ASSIGNMENT:
Your answer should restate each line of the data below word for word.

SUPPLIED MATERIAL:
+---+

PR #626, opened 2023-09-08
[producer] Log details if input doesn't match any value schema in ProducerTool

nisargthakkar:
## Log details if input doesn't match any value schema in ProducerTool

It will give users more context about the errors. New output format:
```
[ERROR] Value schema not found. Is a schema that is compatible with the specified data already registered?
Exception messages for each schema:
	Schema Id: 1. Exception: org.apache.avro.AvroTypeException: Expected start-union. Got START_ARRAY
	Schema Id: 2. Exception: org.apache.avro.AvroTypeException: Expected start-union. Got START_ARRAY
```

## How was this PR tested?

Tested locally. GH CI for the rest

### DIFF
--- a/clients/venice-producer/src/main/java/com/linkedin/venice/producer/online/ProducerTool.java
+++ b/clients/venice-producer/src/main/java/com/linkedin/venice/producer/online/ProducerTool.java
@@ -19,8 +19,8 @@ import com.linkedin.venice.utils.SslUtils;
 import com.linkedin.venice.utils.VeniceProperties;
 import java.io.ByteArrayInputStream;
 import java.io.IOException;
-import java.util.ArrayList;
-import java.util.List;
+import java.util.HashMap;
+import java.util.Map;
 import java.util.Properties;
 import java.util.stream.Collectors;
 import org.apache.avro.Schema;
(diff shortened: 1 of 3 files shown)


clients/venice-producer/src/main/java/com/linkedin/venice/producer/online/ProducerTool.java
```diff
@@ -193,17 +196,23 @@ private static void writeToStore(ProducerContext producerContext) throws Excepti
 
   private static Object getValueObject(String valueString, RouterBasedStoreSchemaFetcher schemaFetcher) {
     Object value = null;
+    List<Exception> exceptionList = new ArrayList<>();
     for (Schema valueSchema: schemaFetcher.getAllValueSchemas()) {
```
majisourav99, line 200: not path of this change, can we match the schemas in reverse order ? hope is that it will reduce older schema mismatches.

clients/venice-producer/src/main/java/com/linkedin/venice/producer/online/ProducerTool.java
```diff
@@ -193,17 +196,23 @@ private static void writeToStore(ProducerContext producerContext) throws Excepti
...
       try {
         value = adaptDataToSchema(valueString, valueSchema);
         break;
       } catch (Exception e) {
-        // Nothing to do. Try the next schema
+        exceptionList.add(e);
```
majisourav99, line 205: can we add only the top most or top few stacks ? rest of them may not provide any valuable info.

clients/venice-producer/src/main/java/com/linkedin/venice/producer/online/ProducerTool.java
```diff
@@ -193,17 +196,23 @@ private static void writeToStore(ProducerContext producerContext) throws Excepti
...
+        // Try the next schema
       }
     }
     if (value == null) {
+      String exceptionDelimiter = "\n\t";
+      String exceptionDetails =
+          exceptionList.stream().map(Throwable::getMessage).collect(Collectors.joining(exceptionDelimiter));
       throw new VeniceException(
-          "Value schema not found. Is a schema that is compatible with the specified data already registered?");
+          "Value schema not found. Is a schema that is compatible with the specified data already registered?\nException messages for each schema (not in order):"
```
majisourav99, line 214: possible to add schema id to corresponding stack trace ? (probably will need a different API to fetch)

clients/venice-producer/src/main/java/com/linkedin/venice/producer/online/ProducerTool.java
nisargthakkar: `schemaFetcher.getAllValueSchemas()` returns a `Set` and not a `List`. So, we don't have info about the schema id there

clients/venice-producer/src/main/java/com/linkedin/venice/producer/online/ProducerTool.java
nisargthakkar: Yeah. We don't have that info currently. We'll need to add a new API

clients/venice-producer/src/main/java/com/linkedin/venice/producer/online/ProducerTool.java
nisargthakkar: This messaging is for the user and the stack trace doesn't provide any valuable information for them. We can add a debug mode if we want more details for debugging.

clients/venice-producer/src/main/java/com/linkedin/venice/producer/online/ProducerTool.java
```diff
@@ -193,17 +196,23 @@ private static void writeToStore(ProducerContext producerContext) throws Excepti
...
       } catch (Exception e) {
-        // Nothing to do. Try the next schema
+        exceptionList.add(e);
+        // Try the next schema
       }
     }
     if (value == null) {
+      String exceptionDelimiter = "\n\t";
+      String exceptionDetails =
+          exceptionList.stream().map(Throwable::getMessage).collect(Collectors.joining(exceptionDelimiter));
```
majisourav99, line 212: IIRC getMessage could be null for certain types of exceptions eg NPE.

nisargthakkar: Changed the output format to:
```
[ERROR] Value schema not found. Is a schema that is compatible with the specified data already registered?
Exception messages for each schema:
	Schema Id: 1. Exception: org.apache.avro.AvroTypeException: Expected start-union. Got START_ARRAY
	Schema Id: 2. Exception: org.apache.avro.AvroTypeException: Expected start-union. Got START_ARRAY
```

majisourav99 (approved):
LGTM. Thanks for the change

+---+

TASK RESPONSE:
PR #626, opened 2023-09-08
[producer] Log details if input doesn't match any value schema in ProducerTool

nisargthakkar:
## Log details if input doesn't match any value schema in ProducerTool

It will give users more context about the errors. New output format:
```
[ERROR] Value schema not found. Is a schema that is compatible with the specified data already registered?
Exception messages for each schema:
	Schema Id: 1. Exception: org.apache.avro.AvroTypeException: Expected start-union. Got START_ARRAY
	Schema Id: 2. Exception: org.apache.avro.AvroTypeException: Expected start-union. Got START_ARRAY
```

## How was this PR tested?

Tested locally. GH CI for the rest

### DIFF
--- a/clients/venice-producer/src/main/java/com/linkedin/venice/producer/online/ProducerTool.java
+++ b/clients/venice-producer/src/main/java/com/linkedin/venice/producer/online/ProducerTool.java
@@ -19,8 +19,8 @@ import com.linkedin.venice.utils.SslUtils;
 import com.linkedin.venice.utils.VeniceProperties;
 import java.io.ByteArrayInputStream;
 import java.io.IOException;
-import java.util.ArrayList;
-import java.util.List;
+import java.util.HashMap;
+import java.util.Map;
 import java.util.Properties;
 import java.util.stream.Collectors;
 import org.apache.avro.Schema;
(diff shortened: 1 of 3 files shown)


clients/venice-producer/src/main/java/com/linkedin/venice/producer/online/ProducerTool.java
```diff
@@ -193,17 +196,23 @@ private static void writeToStore(ProducerContext producerContext) throws Excepti
 
   private static Object getValueObject(String valueString, RouterBasedStoreSchemaFetcher schemaFetcher) {
     Object value = null;
+    List<Exception> exceptionList = new ArrayList<>();
     for (Schema valueSchema: schemaFetcher.getAllValueSchemas()) {
```
majisourav99, line 200: not path of this change, can we match the schemas in reverse order ? hope is that it will reduce older schema mismatches.

clients/venice-producer/src/main/java/com/linkedin/venice/producer/online/ProducerTool.java
```diff
@@ -193,17 +196,23 @@ private static void writeToStore(ProducerContext producerContext) throws Excepti
...
       try {
         value = adaptDataToSchema(valueString, valueSchema);
         break;
       } catch (Exception e) {
-        // Nothing to do. Try the next schema
+        exceptionList.add(e);
```
majisourav99, line 205: can we add only the top most or top few stacks ? rest of them may not provide any valuable info.

clients/venice-producer/src/main/java/com/linkedin/venice/producer/online/ProducerTool.java
```diff
@@ -193,17 +196,23 @@ private static void writeToStore(ProducerContext producerContext) throws Excepti
...
+        // Try the next schema
       }
     }
     if (value == null) {
+      String exceptionDelimiter = "\n\t";
+      String exceptionDetails =
+          exceptionList.stream().map(Throwable::getMessage).collect(Collectors.joining(exceptionDelimiter));
       throw new VeniceException(
-          "Value schema not found. Is a schema that is compatible with the specified data already registered?");
+          "Value schema not found. Is a schema that is compatible with the specified data already registered?\nException messages for each schema (not in order):"
```
majisourav99, line 214: possible to add schema id to corresponding stack trace ? (probably will need a different API to fetch)

clients/venice-producer/src/main/java/com/linkedin/venice/producer/online/ProducerTool.java
nisargthakkar: `schemaFetcher.getAllValueSchemas()` returns a `Set` and not a `List`. So, we don't have info about the schema id there

clients/venice-producer/src/main/java/com/linkedin/venice/producer/online/ProducerTool.java
nisargthakkar: Yeah. We don't have that info currently. We'll need to add a new API

clients/venice-producer/src/main/java/com/linkedin/venice/producer/online/ProducerTool.java
nisargthakkar: This messaging is for the user and the stack trace doesn't provide any valuable information for them. We can add a debug mode if we want more details for debugging.

clients/venice-producer/src/main/java/com/linkedin/venice/producer/online/ProducerTool.java
```diff
@@ -193,17 +196,23 @@ private static void writeToStore(ProducerContext producerContext) throws Excepti
...
       } catch (Exception e) {
-        // Nothing to do. Try the next schema
+        exceptionList.add(e);
+        // Try the next schema
       }
     }
     if (value == null) {
+      String exceptionDelimiter = "\n\t";
+      String exceptionDetails =
+          exceptionList.stream().map(Throwable::getMessage).collect(Collectors.joining(exceptionDelimiter));
```
majisourav99, line 212: IIRC getMessage could be null for certain types of exceptions eg NPE.

nisargthakkar: Changed the output format to:
```
[ERROR] Value schema not found. Is a schema that is compatible with the specified data already registered?
Exception messages for each schema:
	Schema Id: 1. Exception: org.apache.avro.AvroTypeException: Expected start-union. Got START_ARRAY
	Schema Id: 2. Exception: org.apache.avro.AvroTypeException: Expected start-union. Got START_ARRAY
```

majisourav99 (approved):
LGTM. Thanks for the change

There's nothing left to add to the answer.